Exercise goal. Read the material below and count the lines holding the string "stageIndex". Give that count with nothing added.

Records supplied.
PR #5774, opened 2019-06-27
traci.person.setParameter("personId.stageIndex", "drivingStage.Lines"…

tkchouaki:
Hi,
I added the possibility to change the **lines** attribute of a driving stage online by using :

```python
traci.person.setParameter("personId.stageIndex", "drivingStage.Lines", "lines")
```

The given id should be composed of the id of the person & the concerned stage index.

Regards.

### DIFF
--- a/src/libsumo/Person.cpp
+++ b/src/libsumo/Person.cpp
@@ -28,6 +28,7 @@
 #include <microsim/pedestrians/MSPerson.h>
 #include <libsumo/TraCIConstants.h>
 #include <utils/geom/GeomHelper.h>
+#include <utils/common/StringUtils.h>
 #include <utils/common/StringTokenizer.h>
 #include <utils/common/SUMOTime.h>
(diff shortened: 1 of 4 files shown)


behrisch:
Thank you for the request but I think I would rather not follow the path of adding a separate call for every parameter. Wouldn't it be better to let people retrieve the stage, modify it and send it back?

tkchouaki:
The current API only allows appending a stage at the end of a person's plan.
Should the process be like this: 

- Retrieve the stage
- Remove it from the person's plan
- Modify the desired parameters
- Append the stage (so the APPEND_STAGE request should take also a stageIndex parameter)

Or maybe:

- Retrieve the stage
- Modify the desired parameters
- Replace it in the person's plan (by adding a REPLACE_STAGE request)

behrisch:
I would prefer the second alternative.

namdre:
I'm also in favor of adding a REPLACE_STAGE request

Answer for the task. 3